Trump himself exhibits the moral sense of a three year old, minus any apparent empathy for any other human being. Traditional GOP cant has relied on a Trad Vals script which, for all its hypocrisy on the one hand and its truncated Christianity on the other (one of Kasich's problems is that, as a conservative Anglican, he acknowledges a responsibility to the poor), it at least implies the relevance of moral argument. The Dem/liberal side is explicitly grounded in moral imperative.
So here comes Trump, and both his behavior now and his history shows that he suffers under no moral compass whatsoever. "Good" means getting what he wants, and "bad" means anything that gets in the way, and I don't think he lies so much as he simply pays no attention to the truth at all, the poster turkey for "Looking Out for #1" (it's telling that he and Ringer were both in commercial real estate).
People have erected this idol of Hillary Clinton as this liar, which I think partly stems from sheer slander, partly from her not all that appealing manner, but in large part because she's the only one other than Trump who has enough of a history of actually trying to run anything to allow people to pick over her mistakes. I'd rather not have her for her policies, but the hatred of her from the right is more visceral than grounded, out of proportion to her failings.

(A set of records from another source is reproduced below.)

PR #170, opened 2015-04-16
codec hocon docs Ref T52379

tedpearson:
Documentation on how to simplify jobs from the old JSON format to the new HOCON format. @tea-dragon please review and correct

### DIFF
--- a/docs/source/tutorial/codec.rst
+++ b/docs/source/tutorial/codec.rst
@@ -45,8 +45,7 @@ identifiers and javascript-style comments, both illegal in JSON.
 
 JSON is actually a subset of HOCON, which means that any JSON hydra job is actually also a HOCON job. HOCON also
 supports the non-quoted identifiers and comments that our "JSON" job format supported. So if you were
-to ask "How do I convert a JSON job to HOCON" the answer is actually "Your job is already HOCON"! However, Hydra
-only enables the HOCON parser if a job does not have curly braces at the start and end.
+to ask "How do I convert a JSON job to HOCON" the answer is actually "Your job is already HOCON"!
 
 Some key differences:
 ---------------------
@@ -54,6 +53,7 @@ Some key differences:
 * Single quoted strings are not supported in HOCON, while they were in the JSON format. In HOCON, a single quoted
   string will result in the string including the single quote characters.
 * Comments in HOCON can be made using either "//" or "#". Our JSON format only allowed "//".
+* The JSON format allowed multi-line comments using "/* comment */" syntax. HOCON does not have multi-line comments.
 * There is only one additional reserved keyword in HOCON: "include". You must not use "include" anywhere in a job config
   except in quoted strings, unless using it for its file include function.
 * You must escape strings as in java. In the JSON format, you could do something like "\\" or '"', which would now need
--- a/docs/source/tutorial/codec.rst
+++ b/docs/source/tutorial/codec.rst
@@ -54,10 +54,13 @@ Some key differences:
   string will result in the string including the single quote characters.
 * Comments in HOCON can be made using either "//" or "#". Our JSON format only allowed "//".
 * The JSON format allowed multi-line comments using "/* comment */" syntax. HOCON does not have multi-line comments.
-* There is only one additional reserved keyword in HOCON: "include". You must not use "include" anywhere in a job config
-  except in quoted strings, unless using it for its file include function.
+* There is only one additional reserved keyword in HOCON: "include". You should not use "include" unquoted
+  in a job config, unless using it for its file include function. However it will work in a quoted string.
+  If you happen to have a parameter called "include" you can avoid errors by using quotes:
+  `{my-plugin."include":"some_value"}`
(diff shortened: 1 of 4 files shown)


docs/source/tutorial/codec.rst
```diff
@@ -0,0 +1,365 @@
...
+the only job format supported was the JSON format.
+
+JSON format jobs are actually somewhat of a misnomer. Most JSON jobs that we wrote internally at AddThis were not
+actually "JSON" in the strict sense. They were more of a javascript format, as Codec 2 supported non-quoted
+identifiers and javascript-style comments, both illegal in JSON.
+
+JSON is actually a subset of HOCON, which means that any JSON hydra job is actually also a HOCON job. HOCON also
+supports the non-quoted identifiers and comments that our "JSON" job format supported. So if you were
+to ask "How do I convert a JSON job to HOCON" the answer is actually "Your job is already HOCON"! However, Hydra
+only enables the HOCON parser if a job does not have curly braces at the start and end.
```
tea-dragon: hasn't been true for a while. we always use the hocon parser now

docs/source/tutorial/codec.rst
```diff
@@ -0,0 +1,365 @@
...
+
+Some key differences:
+---------------------
+* Values in HOCON don't have to be quoted. For most production hydra jobs, our convention is to use quotes anyways.
+* Single quoted strings are not supported in HOCON, while they were in the JSON format. In HOCON, a single quoted
+  string will result in the string including the single quote characters.
+* Comments in HOCON can be made using either "//" or "#". Our JSON format only allowed "//".
```
tea-dragon: we allowed multi-line comments before as well (those aren't allowed anymore)

docs/source/tutorial/codec.rst
```diff
@@ -0,0 +1,365 @@
...
+* There is only one additional reserved keyword in HOCON: "include". You must not use "include" anywhere in a job config
```
tea-dragon: I think it is fine as long as it isn't a key or isn't unquoted

docs/source/tutorial/codec.rst
```diff
@@ -0,0 +1,365 @@
...
+  except in quoted strings, unless using it for its file include function.
+* You must escape strings as in java. In the JSON format, you could do something like "\\" or '"', which would now need
```
tea-dragon: the "\\" example would parse/ validate, but it was not actually working correctly in almost every case

docs/source/tutorial/codec.rst
```diff
@@ -0,0 +1,365 @@
...
+   _uidcount {
+       uid.count:{key:"UID", max:50000000}
+       uidage.count:{key:"UID_GOOD", max:50000000}
+       uidage48.count:{key:"UID_SUPER_GOOD", max:50000000}
+   }
+
+   output.tree.root: [
+      {const:"ROOT"}
+      {branch:[
+         [
```
tea-dragon: these nested arrays are pointless. might as well remove them to provide a better example

docs/source/tutorial/codec.rst
tedpearson: That's what the following line says. Is that good enough?

docs/source/tutorial/codec.rst
tedpearson: I'm not sure how to put that in "parsable by a job writer" syntax, can I just leave it out?

tea-dragon: maybe? I would mention that character escaping might a source of job validation errors if converting some very old job config, but that in that case, it is most likely that the old config is doing something unexpected / wrong.

docs/source/tutorial/codec.rst
tedpearson: I don't understand how the arrays are pointless. An explanation would be helpful.

docs/source/tutorial/codec.rst
tea-dragon: "must not use "include" anywhere in a job config" sounded a little overly restrictive as an introduction to the keyword. im sure it is fine though.

docs/source/tutorial/codec.rst
tedpearson: Added

docs/source/tutorial/codec.rst
tea-dragon: as in, removing the nested arrays would result in the same job config. The default mode of branch is an array of sibling nodes. Putting each sibling node inside an array triggers the default "array" logic of path elements... that is, a parent->child relationship. Since those arrays are size one, they accomplish nothing.

tea-dragon: eg.

`output.tree.root {const: ROOT}` would work, but
`output.tree.root: [ ... ]` uses the default path element as an array handling to create a list of parent->child layers.

That same logic is being used for your nested arrays, and they are pointless for the same reason `output.tree.root: [ {const: ROOT} ]` would be

tedpearson: In other words, The only reason you need nested arrays is if you want each sibling to be more than one node deep. Got it.

PR #171, opened 2015-04-28
fix broken link to ValueFilter list page

ranadessr:


tedpearson:
You missed a "hydra" after "addthis" in the fix.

But this seems to not matter at all about Trump. And I strongly suspect, from the sorts of things I'm reading from or hearing about his supporters, that they to some great degree share his amorality. That's not to say that they lack any moral sense, but that it is no larger than they are, which is to say, they do not seem to be capable of being swayed by any sort of moral argument, accepting no moral authority outside themselves.
This is a huge problem in many ways, but in politics it makes it impossible to work to any greater good, and it makes it plausible to vote for a man who cannot run his own businesses, never mind our government. The consequences of such a vote simply do not matter, and the fact that he lies as he breathes does not matter.